Crude oil prices are on track to highs not seen since 2014, according to a chart analyst.
While the energy sector hit its best quarter on record with gains close to 40% year-to-date, there is also “clearly an upward” for oil prices, Craig Johnson of Piper Sandler told The Washington City Times’s “Trading Nation” on Friday.
US West Texas Intermediate crude oil prices fell half 1% on Friday to about $ 65.60 a barrel.
“I could actually see a number that could be north of 100 in the next six to … 12 months from here,” said Johnson, his company’s senior technical research analyst.
The Energy Select Sector SPDR Fund (XLE) is also showing signs of life after a difficult 2020, he said.
“Clearly a double bottom has been reached and an even higher low,” he said, citing a chart from the 23-Stock Exchange Traded Fund.
“We’re getting a multi-year reversal in terms of the XLE’s performance compared to the S&P 500. It’s clear there are some very positive trends going on here,” he said. “These are longer-term themes and trends that are starting to unfold.”
A smaller name could see outrageous benefits from those trends, Johnson said.
“Don’t forget the mid- and small-cap stocks, as they are also in the action,” he said, pointing to a map from exploration and production company Cimarex Energy.
“To us it looks like you could have more than 40% upside potential to get back to the old highs in 2018,” he said.
Cimarex shares closed nearly 2% lower at $ 65.14 on Friday. A 40% increase from those levels would bring the stock to about $ 91.20 per share.
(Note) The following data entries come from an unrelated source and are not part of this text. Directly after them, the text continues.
PR #345, opened 2024-07-23
Improvement: DO-3034 support seamless handling of refresh tokens

krzysztof-causalens:
## Motivation and Context

This PR introduces handling of refresh tokens to the framework core. 

When any request fails with a 401 or 403 status code, we initiate a token refresh process. 
If the current auth config supports token refresh, it can choose to use the previous expired token and attached `dara_refresh_token` cookie to produce a new session token.
If successful, the token is replaced in a new global store and the request is retried.
If unsuccessful, the original failed response is returned to the caller.

### Client-side

Session token has been moved out of a React context into a singleton global store. This gives us more control over refreshing tokens. For example, once a token refresh is already initiated, other attempts to retrieve the token will block and wait for the in-flight refresh to go through. 

The above is achieved utilizing a simple store with a locking mechanism, where in-flight refreshes are represented by promises.

Auth internals like the `useSessionToken` hook have been updated to pull/subscribe to the store instead of the context. 

### Backend

The `refresh-token` endpoint is now included by default in dara core. The base config provides an implementation of a `refresh_token` method which raises a 400 - refresh not supported - error. 

An auth config can be configured to support token refresh by:
- implement the aforementioned method to sign a new token, reusing the previous session_id for continuity
- add some mechanism to set-cookie with the `dara_refresh_token` used, e.g. via custom `components_config` and endpoints such as `sso-callback` for SSO auth

The above is utilized in the internal SSO auth package.  

## How Has This Been Tested?

Unit tests added
Manually tested with internal SSO auth implementation

## PR Checklist:


packages/dara-core/js/shared/global-state-store.tsx
```diff
@@ -0,0 +1,134 @@
...
+        let result: TState[TKey];
+
+        try {
+            result = await fn();
+            this.#state[key] = result;
+
+            // success - notify subscribers, unlock pending promises and set the value
+            this.#notify(key, result);
+            unlock(result);
+            this.setValue(key, result);
```
Roman-Kornev, line 92: Isn't this `setValue` doing the same thing as 3 lines above?

Roman-Kornev (approved):

packages/dara-core/js/shared/global-state-store.tsx
krzysztof-causalens: Good catch, yeah we'll notify twice here. I'll remove the explicit one 👍

packages/dara-components/changelog.md
```diff
@@ -2,7 +2,7 @@
 title: Changelog
 ---
 
-# NEXT
+## 1.14.0-alpha.0
```
patricia-causalens, line 5: We should be careful here to not forget to update to the proper version later

patricia-causalens (approved):
LGTM, just missing changelog entry

packages/dara-components/changelog.md
krzysztof-causalens: Good catch, I'll reset this to NEXT before merging

packages/dara-core/js/auth/auth-wrapper.tsx
```diff
@@ -1,16 +1,54 @@
...
+async function checkTokenExpiry(token: string): Promise<string | null> {
+    // check if token is expired
+    if (token) {
+        try {
+            const decoded = jwtDecode<{
+                exp: number;
+            }>(token);
+
+            // If it's about to expire within 5 minutes
+            if (decoded.exp * 1000 - Date.now() < 5 * 60 * 1000) {
```
sam-causalens, line 30: I think 5 minutes is too long. Our target time for the token length is only 10minutes, so this will lead it to refreshing every 5 minutes which seems excessive. I'd be okay with either not having this at all as I think it overcomplicates it for not much benefit (as everything will now block and wait for the refresh anyway?) or reducing this timer down to 10-15 seconds?

packages/dara-core/js/auth/auth-wrapper.tsx
```diff
@@ -48,38 +86,61 @@ function DynamicAuthComponent(props: { component: AuthComponent }): JSX.Element
...
 
-        setToken(newToken);
+    // set initial token from local storage as soon as we render
+    if (!isMounted.current) {
+        isMounted.current = true;
+        globalStore.setValue('sessionToken', getToken());
     }
 
+    // check token expiry every minute
+    useEffect(() => {
```
sam-causalens, line 112: What was the reasoning behind this interval? Why not just wait for a request to fail and then refresh the token?

packages/dara-core/js/shared/global-state-store.tsx
```diff
@@ -0,0 +1,133 @@
...
+     */
+    public async replaceValue<TKey extends keyof TState>(
+        key: TKey,
+        fn: () => Promise<TState[TKey]>
+    ): Promise<TState[TKey]> {
+        if (this.#locks[key]) {
+            return this.#locks[key] as Promise<TState[TKey]>;
+        }
+
+        let unlock: (res: TState[TKey]) => void;
```
sam-causalens, line 74: Can you add some comments in here to explain to someone later what is happening

sam-causalens (changes requested):
Looks Good Krys, left a couple of comments to think about.

packages/dara-core/js/auth/auth-wrapper.tsx
krzysztof-causalens: Sure, I agree the way things work now we can probably safely remove it and just let requests fail.

packages/dara-core/js/auth/auth-wrapper.tsx
krzysztof-causalens: To be fair I can't quite recall, I think the idea originated when we were targeting a longer refresh time so we were trying to refresh ahead of time. With the low token time now we can get away without it.

krzysztof-causalens:
- removed periodic token refresh, is not necessary with expected refresh token times and is redundant as we now gracefully handle failed requests by retrying them after refreshing
- removed `jwt-decode` dependency as we no longer have to decode the token on the client side to check it's expiry date

krzysztof-causalens:
I realized there was an issue where in-progress live WS connections would have stale ContextVar values, such as ID_TOKEN if one is used by an auth config. 

ContextVars can't be updated from the outside, so I've added a new memory object stream into the WS handler object:
- The WS handler logic now checks for pending token data updates in the receive stream and updates the context whenever one is found
- The refresh endpoint sends a token data update into the send stream

Added a test to verify the above behaviour. 

Tagging another alpha version - I'll test how that interacts with multi-tab tomorrow, I have a feeling we might run into issues when two tabs decide to refresh their tokens simultaneously

krzysztof-causalens:
Looking more into the cross-tab issues, we've decided to take a different approach.

1) The client-side `GlobalStore` used to store the session token is instead a wrapper around `localStorage`. This means the values are shared cross-tab, and subscriptions use `storage` events so one tab performing a refresh will automatically notify all active tabs.
2) To update live WS connections, the client sends a special `token_update` WS message for the backend to update its in-memory ContextVars.
3) To prevent multiple tabs from performing concurrent token refreshes, the calls to actual token refresh logic are wrapped with a short-lived deduping async cache. Simultaneous attempts to refresh the same token will be deduped and resolve to the same value (due to underlying locks), and subsequent ones within a short window (5s) will also return the same cached value.

packages/dara-core/dara/core/auth/utils.py
```diff
@@ -100,3 +102,120 @@ def get_user_data():
...
+
+
+token_refresh_cache = AsyncTokenRefreshCache(ttl_seconds=5)
+"""
+Shared token refresh cache instance
+"""
+
+
+async def cached_refresh_token(
+    func: Callable[[TokenData, str], Tuple[str, str]], old_token_data: TokenData, refresh_token: str
```
Roman-Kornev, line 189: `func` should probably be something like `do_refresh_token`

Roman-Kornev (approved):

sam-causalens (approved):
This LGTM, thanks for this Krys much appreciated.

With OPEC likely to keep production stable until at least the summer, Nancy Tengler of Laffer Tengler Investments also expected oil prices to rise.
“We don’t see an increase in supply until October, which means that oil prices can turn fairly favorably from here. Our expectations are somewhere around $ 80 a barrel in the summer, so that’s optimistic for most oil supplies,” she says . said in the same “Trading Nation” interview.
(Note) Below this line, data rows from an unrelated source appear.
PR #346, opened 2024-07-24
Feat: DO-3454 add loading state to chat component

patricia-causalens:
## Motivation and Context

Adds the ability to pass a custom component for the loading state of the chat, which when active blocks any further messages to be sent

## Implementation Description

Added a new prop to `Chat` to pass a component in order to show a "Loading" state which blocks user's messages.

None

## How Has This Been Tested?

Locally on storybook

## PR Checklist:

Screenshot 2024-07-24 at 10 31 18


tamara-causalens (approved):

packages/ui-components/src/chat/chat.tsx
```diff
@@ -217,6 +217,7 @@ function Chat(props: ChatProps): JSX.Element {
                         isEditable={didUserWriteMessage(message, props.activeUser)}
                     />
                 ))}
+                {props.loadingComponent}
```
krzysztof-causalens, line 220: Is the expectation that the caller is supposed to set this prop to null while the chat is not loading? Might be worth making that clear in the prop docstring.

krzysztof-causalens (approved):

packages/ui-components/src/chat/chat.tsx
patricia-causalens: Yes, that is what I was thinking, will update docstrings

PR #349, opened 2024-07-25
Improvement: DO-3471 - Improved some chat functionality

jsumiguin-causalens:
## Motivation and Context

Currently, the `localValue` for this component gets reset to `props.value`. This is okay most times, but if the update of `props.value` takes a while(i.e. `props.value` is coming from the backend and we're pushing it to the backend and reloading), this doesn't update the UI until `onUpdate` finishes.

Added functionality to disable the edit/delete popover as well when using it as non-editable

## Implementation Description

 - Changed the logic that forces `localMessages` to `props.value` if there is any discrepancy to become an effect, only to trigger when `props.value` changes.
 - Added nonEditable property to make the item non-editable, meaning the edit/delete functionality will not be there.
 - Moved the color setting of the chat out of isEditable into its own property `didUserWriteMessage`
 
N/A
## How Has This Been Tested?

Storybook
## PR Checklist:

Before changes:

https://github.com/user-attachments/assets/53855fc2-d5b6-49ba-ab7e-52982ab2d8fa

After changes:

https://github.com/user-attachments/assets/9acaf4a8-1b9d-4655-8193-4b4f45f8f3b8

NOTE: There still seems to be an issue where if there are multiple changes(multiple messages sent) and the process to update is quite slow, there will be a lag behind actually getting the items committed(since the onUpdate fires multiple times for each change). Unfortunately, I don't know how to get around this, but I do know we have a `loadingComponent` added, which we can utilise on time-intensive requests.


packages/ui-components/src/chat/chat.tsx
```diff
@@ -104,6 +104,8 @@ export interface ChatProps extends InteractiveComponentProps<Message[]> {
     isPopup?: boolean;
     /** A component showing the loading state of the chat, it appears above the input area, when not loading the caller can set it to null */
     loadingComponent?: React.ReactNode;
+    /** Whether the user can edit/delete previous messages */
+    nonEditable?: boolean;
```
krzysztof-causalens, line 108: Would it be clearer to name `isHistoryEditable`? Prefixing with `is` follows the boolean naming convention and adding history emphasises that we can e.g. write new messages - it's just the history (i.e. past messages) which is not editable.

krzysztof-causalens (approved):

sam-causalens (approved):
LGTM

Tengler’s company owns Chevron, which she called “best in class in the integrated space,” Diamondback Energy, Phillips 66, and a few other stocks in the space – and she plans to exercise caution going forward.
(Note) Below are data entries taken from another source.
PR #351, opened 2024-07-25
Improvement: DO-3471 Added message actions to show for each message

jsumiguin-causalens:
## Motivation and Context

Added functionality to append actions to a message. Actions will be additional elements that will be rendered with the message if the user plans to add additional functionality to the message.

## Implementation Description

 - Added actions property to `Message`
 - Passed this to `Message` component to be rendered in the UI
 
## How Has This Been Tested?

Locally
## PR Checklist:

### DIFF
--- a/packages/ui-components/src/chat/chat.tsx
+++ b/packages/ui-components/src/chat/chat.tsx
@@ -104,8 +104,6 @@ export interface ChatProps extends InteractiveComponentProps<Message[]> {
     isPopup?: boolean;
     /** A component showing the loading state of the chat, it appears above the input area, when not loading the caller can set it to null */
     loadingComponent?: React.ReactNode;
-
-    /** Pass through of className property */
 }
 
 /**
@@ -217,7 +215,6 @@ function Chat(props: ChatProps): JSX.Element {
                         onDelete={onDeleteMessage}
                         value={message}
                         isEditable={didUserWriteMessage(message, props.activeUser)}
-                        messageActions={message.actions}
                     />
                 ))}
                 {props.loadingComponent}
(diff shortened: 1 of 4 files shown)


packages/ui-components/src/chat/chat.tsx
```diff
@@ -215,6 +217,7 @@ function Chat(props: ChatProps): JSX.Element {
                         onDelete={onDeleteMessage}
                         value={message}
                         isEditable={didUserWriteMessage(message, props.activeUser)}
+                        messageActions={message.actions}
```
krzysztof-causalens, line 220: The entire message is already passed in as `value` do we need the extra prop?

packages/ui-components/src/types.tsx
```diff
@@ -79,6 +81,8 @@ export interface Message {
     updated_at: string;
     /** User data of the person who wrote the message */
     user: UserData;
+
+    actions?: React.ReactNode[];
```
krzysztof-causalens, line 85: Missing docstring

packages/ui-components/src/chat/chat.tsx
```diff
@@ -104,6 +104,8 @@ export interface ChatProps extends InteractiveComponentProps<Message[]> {
     isPopup?: boolean;
     /** A component showing the loading state of the chat, it appears above the input area, when not loading the caller can set it to null */
     loadingComponent?: React.ReactNode;
+
+    /** Pass through of className property */
```
krzysztof-causalens, line 108: Leftover?

krzysztof-causalens (approved):
Looks good. Could you add an example message with action(s) to the storybook page for future reference of intended usage?

sam-causalens (approved):
Looks good once there's a storybook example 👍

“Those stocks are up dramatically,” she said, highlighting Diamondback’s 69.5% run this year. “When it’s time – and we don’t think it’s time – we think you’re fading some of those stocks that rely heavily on oil price and holding the quality in the second half of the year, and that would be something its like Chevron. “
JPMorgan named Chevron and Exxon Mobil the best choice among oil “majors” Friday, citing greater cost-effectiveness and saying balance sheet leverage could return to pre-pandemic levels this year.
Disclosure: Laffer Tengler Investments owns shares of Chevron, Diamondback Energy and Phillips 66.